# Yew Tree Pub Manchester 1/11



## Bignickb (Feb 1, 2011)

I spotted this place after a photoshoot at the burnt out meatpackers nearby! It’s been empty for years; I had no idea that it had been burnt out until I got inside.
Pretty unstable but once I have a camera in my hands – fear knows no bounds (Within reason, I’m not a nutter) 
I was happy with my results!


----------



## nelly (Feb 1, 2011)

Wow, that is burnt out, even the toilet is trying to escape!!!


----------



## BahrainPete (Feb 2, 2011)

Blimey, that is a bit fire damaged to say the least.

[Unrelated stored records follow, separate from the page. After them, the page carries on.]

PR #510, opened 2026-03-11
fix: only include same-block delegated stakers whose operator matches…

elhajin:
## Description

Fixes cross-operator slashing bug where stakers delegating to an unrelated operator in the same block as a slash event were incorrectly included in the slashed set.

## Type of change

- [x] Chore (non-breaking change which does not add functionality)

## How Has This Been Tested?

- Added regression test `Should not slash unrelated same-block delegation` in slashingProcessor test suite
- Verified existing slashing tests still pass
- PoC test (now failing as expected) confirms victim staker is no longer incorrectly slashed

## Checklist:


serichoi65 (approved):
LGTM

Issue #226, opened 2025-12-05
BUG: closing FUA during uploads


saeliddp:
From [this sw support thread](https://allencellscience.slack.com/archives/C021CEY96LD/p1764959403675449):

Rennie observed the following:
- started a few uploads
- during the uploads, turned off computer
- upon reopening FUA, see 0% uploaded as the status
- attempt to cancel, but nothing happened

Affected files:
```
3500008143_20251111_20X_Timelapse-01(74).czi
3500008143_20251111_20X_Timelapse-01(75).czi
3500008143_20251111_20X_Timelapse-01(72).czi
3500008143_20251111_20X_Timelapse-01(73).czi
```

From the FSS logs, we see these messages, corresponding to each file that Rennie sees at 0%:
```
 {"@timestamp":"2025-12-05T18:42:37.144+00:00","@version":"1","message":"Returning 409 CONFLICT to client due to error:\n Upload's current status conflicts with requested action (Attempted to retry upload 335f6823a86e482c9284d175f9548d84 with status COMPLETE)","logger_name":"org.alleninstitute.aics.fss.controller.UploadController","thread_name":"https-jsse-nio-9977-exec-11","level":"ERROR","level_value":40000,"traceId":"ff2f6d30b1bb1b57","spanId":"ff2f6d30b1bb1b57"}
```

The JSS jobs, and statuses in FSS DB all appear to be normal.

**Theory**:
It seems like FUA either:
- has stale JSS data about the uploads in question
- fails to update the UI to reflect new data on a restart

Additionally, it seems like we have automatic retries (I thought we got rid of that behavior?)

PR #227, opened 2025-12-12
Disable automatic retries on app restart, update abandoned job statuses on restart

yrkim98:
### Summary
This PR addresses [this bug reported by](https://github.com/aics-int/aics-file-upload-app/issues/226) @saeliddp.

### Problem
Before, when the user quits FUA during an upload creating an abandoned job:

- The job would finish while the app is closed and FSS would mark as complete
- The app would retry all abandoned jobs on restart
- FSS would return 409 CONFLICT
- UI would never update to show the completion

### Solution

- Disabled retries on app restart for any abandoned jobs- the user should retry or cancel any failed ones manually like we tell them to do when they quit the app during an upload.
image

- Check abandoned jobs status on app restart and mark complete if they finished while the app was closed

### Changes

- `src/renderer/services/file-management-system/index.ts`: added a function `isAbandonedJobComplete()` which helps sync upload statuses for abandoned jobs on app restart. Checks jss, then fss, and marks `complete()` if job is finished
- `src/renderer/state/job/logics.ts`: No longer calls `retry()`, instead calls `isAbandonedJobComplete()`
- tests updated to no longer test for retry and instead see if file sync happens in `src/renderer/state/job/logics.ts`

### Testing
Confirmed working- I started a larger upload, quit the app while upload was in progress, restarted app after upload was complete on fms, and verified the upload refreshed to complete when the app was reopened.

### DIFF
--- a/src/renderer/services/file-management-system/index.ts
+++ b/src/renderer/services/file-management-system/index.ts
@@ -215,7 +215,12 @@ export default class FileManagementSystem {
 
     const fssStatus = await this.fss.getStatus(fssUploadId);
 
-    if (fssStatus.status === UploadStatus.COMPLETE && fssStatus.fileId) {
+    if (fssStatus.status === UploadStatus.COMPLETE) {
+      if (!fssStatus.fileId) {
+        throw new Error(
+          `FSS upload ${fssUploadId} is COMPLETE but missing fileId?`
+        );
+      }
       // fss reporting complete
       await this.complete(fuaUpload, fssStatus.fileId);
       return true;


saeliddp:
> like we tell them to do when they quit the app

The message in your screenshot looks out of date. I don't think we need any warning now, since the upload happens completely async and FUA just listens for JSS updates. What do you think?

I'm also wondering if 'abandoned' is a status that the FUA JSS job tracks? If so, that also seems out of date but maybe that would be part of the larger FUA/JSS refactor effort that we've discussed a bit in standup.

src/renderer/services/file-management-system/index.ts
```diff
@@ -193,6 +193,38 @@ export default class FileManagementSystem {
...
+
+    const fssStatus = await this.fss.getStatus(fssUploadId);
+
+    if (fssStatus.status === UploadStatus.COMPLETE && fssStatus.fileId) {
+      // fss reporting complete
+      await this.complete(fuaUpload, fssStatus.fileId);
+      return true;
+    }
+
+    // upload is still in progress
```
saeliddp: How does a still-in-progress upload get its progress indicator updated?

hughes036:
> Confirmed working- I started a larger upload, quit the app while upload was in progress, restarted app after upload was complete on fms, and verified the upload refreshed to complete when the app was reopened.

Did you also confirm that this test reproduces the bug behavior before the change is applied?

src/renderer/services/file-management-system/index.ts
hughes036: I think a subscription to JSS would need to be made.

hughes036 (approved):
There are a few more improvements (commented by @saeliddp ) that I agree should be made.  But lets balance that with getting the bugfix out asap.

Can you test what happens when an in progress upload is found by `isAbandonedJobComplete` ?  Do we have a mechanism for then subscribing and showing progress?

PR #239, opened 2026-02-03
Fix selection dropdowns

yrkim98:
This PR addresses a bug with https://github.com/orgs/aics-int/projects/30/views/1?pane=issue&itemId=71300273&issue=aics-int%7Caics-file-upload-app%7C101 and https://github.com/orgs/aics-int/projects/30/views/1?pane=issue&itemId=70688419&issue=aics-int%7Caics-file-upload-app%7C95

### Issue 1: allow arrow key use for dropdown input boxes
Currently, if the users use keyboard arrow down/up/enter inputs to make a selection in the dropdown, the value does not get populated into the table's cell.

**Problem**
It looks like what was happening was that when the user used arrow keys to make a selection, the `DropdownEditor`'s `onInputKeyDown` handler was firing first and causing `handleCommit()` to commit an empty value to the cell. Then the components internal enter handling fires afterwards, and also commits an empty value to the cell.

**Solution**
we pretty much have a redundant `onInputKeyDown` handler that is interfering with the built in native handler that comes with the `Select` component. Removing fixes the issue. I dont see `onInputKeyDown`  being used for anything else so removing should have no side effects

### Issue 2: PlateBarcodeCell dropdown issue
Currently, if the users select a Plate Barcode and click it again to change it then click off, the field updates to `[object Object]`. See here for example https://github.com/orgs/aics-int/projects/30/views/1?pane=issue&itemId=70688419&issue=aics-int%7Caics-file-upload-app%7C95

**Problem**
when the user clicks off the input field, the `onBlur` event was passing a `FocusEvent` object to `onCommit`. Since `onCommit` uses this value as the barcode value, it was receiving the event object and displaying that as the barcode value.

Solution
if we wrap `onCommit`, the event will never get passed to `onCommit` and `onCommit` will use the default `plateBarcode` value every time like it's supposed to.

### DIFF
--- a/src/renderer/containers/LookupSearch/index.tsx
+++ b/src/renderer/containers/LookupSearch/index.tsx
@@ -36,7 +36,6 @@ interface OwnProps {
   lookupAnnotationName: keyof MetadataStateBranch;
   lookupTable?: string;
   onBlur?: () => void;
-  onInputKeyDown?: (e: React.KeyboardEvent) => void;
   placeholder?: string;
 }
 
@@ -136,7 +135,6 @@ class LookupSearch extends React.Component<Props, { searchValue?: string }> {
           mode={mode}
           dropdownRender={this.props.dropdownRender}
           notFoundContent={notFoundContent}
-          onInputKeyDown={this.props.onInputKeyDown}
           onBlur={onBlur}
           // Unable to type this variable most explicitly due to "type narrowing in discriminated unions"
           // typing as any for now though actual value will either be a string or string[]


hughes036 (approved):

src/renderer/containers/Table/CustomCells/PlateBarcodeCell/index.tsx
```diff
@@ -130,7 +130,7 @@ export default function PlateBarcodeCell(
         retrieveOptionsOverride={(i?: string) =>
           i && dispatch(requestBarcodeSearchResults(i))
         }
-        onBlur={onCommit}
+        onBlur={() => onCommit()}
```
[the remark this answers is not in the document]
tyler-foster: > There's one case i can see where we actually do need to pass args

Which one is that?

~~In this specific case, was the problem that a blur `Event` object was being passed to `onCommit()`?~~ Read the PR description lol

tyler-foster (changes requested):
The `FocusEvent` thing is probably good, just asked one question in the comment chain w/ Chris.

Re: the `<DropdownEditor>` component, I left another comment about how the issue that cropped up there might be present elsewhere. Could you check that for me? Otherwise I believe it LGTM.

src/renderer/containers/Table/CustomCells/PlateBarcodeCell/index.tsx
```diff
@@ -130,8 +129,7 @@ export default function PlateBarcodeCell(
         retrieveOptionsOverride={(i?: string) =>
           i && dispatch(requestBarcodeSearchResults(i))
         }
-        onBlur={onCommit}
-        onInputKeyDown={createEnterKeyHandler(onCommit)}
```
tyler-foster: I believe there's a `<Select>` sub component to this that would also need the `onInputKeyDown` removed, similar to the one you updated in `DropdownEditor`

tyler-foster: Oh, and if `<LookupSearch>` is a custom component then you might want to also update its `propTypes` at the bottom.

PR #246, opened 2026-03-03
Use most informative fss error message

yrkim98:
Currently we are using the standard `axios` `error.message` to show the user what went wrong during an upload if it fails. This results in an uninformative error message such as "Request failed with status code 400".

The actual response from fss with the informative error message is in  `error.response.data.message`.

**Changes**
src/renderer/services/file-management-system/index.ts: When fss call fails, error saved to `serviceFields` uses informative `error.response.data.message` if available, otherwise falling back to less informative `error?.message` or `Upload failed` (like before). This will make it so that the more informative message shows up in the upload table for this upload job.

src/renderer/state/upload/logics.ts: `uploadFailed()` and `initiateUploadFailed()` are dispatched with the more informative `error.response.data.message` if available, otherwise falling back to less informative `error?.message`. This makes it so the error message popup shows the more informative message

This results in an error message as follows:
Screenshot 2026-03-03 at 12 12 33 PM

### DIFF
--- a/src/renderer/state/upload/test/logics.test.ts
+++ b/src/renderer/state/upload/test/logics.test.ts
@@ -296,6 +296,9 @@ describe("Upload logics", () => {
         undefined,
         uploadLogics
       );
+      const fileNames = getUploadFileNames(
+        nonEmptyStateForInitiatingUpload
+      ).join(", ");
       const apiMessage = "Path does not exist: /aled/eadf/test";
       const axiosError = new Error(
         "Request failed with status code 400"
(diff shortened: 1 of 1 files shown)


src/renderer/services/file-management-system/index.ts
```diff
@@ -349,7 +349,8 @@ export default class FileManagementSystem {
         status: JSSJobStatus.FAILED,
         serviceFields: {
           ...upload.serviceFields,
-          error: error?.message ?? "Upload failed",
+          error:
+            error?.response?.data?.message || error?.message || "Upload failed",
```
saeliddp: Does this mean that the UI will show `Upload <someuploadname> failed: Upload failed` in the case where we don't have either error message?

And is it even possible to have `error.message` be undefined when we're executing this code?

If it is possible, I suggest changing the last resort string to "Unknown cause"; if it's not possible, seems like we can just get rid of it altogether.

src/renderer/state/upload/logics.ts
```diff
@@ -769,7 +775,9 @@ const uploadWithoutMetadataLogic = createLogic({
       } catch (error) {
         dispatch(
           uploadFailed(
-            `Something went wrong while uploading your files. Details: ${error?.message}`,
+            `Something went wrong while uploading your files. Details: ${
+              error?.response?.data?.message || error?.message
```
saeliddp: I'm unfamiliar with react/ts details, but I see the same/similar logic being repeated multiple times here. Any way to avoid that?

yrkim98: [This](https://github.com/aics-int/aics-file-upload-app/pull/246/commits/643ea3e7536740d39a65b2056392663b3b266102) should tidy things up. :)

hughes036 (approved):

Not much of a future for that building, I would imagine.


----------



## PAXTON (Apr 6, 2011)

If this is the Yew Tree in South Manchester (Northern Moor) I heard something interesting about the place on Radio 4's book of the week yesterday - have a listen - http://www.bbc.co.uk/programmes/b0101kyv

So it would seem that Bob Hoskins once performed a play in this pub - just wierd !


----------



## Bignickb (Apr 13, 2011)

*Yew Tree pub.*

No, it's in Openshaw!


----------



## PAXTON (Apr 14, 2011)

Thats odd, thats where I am right now !


----------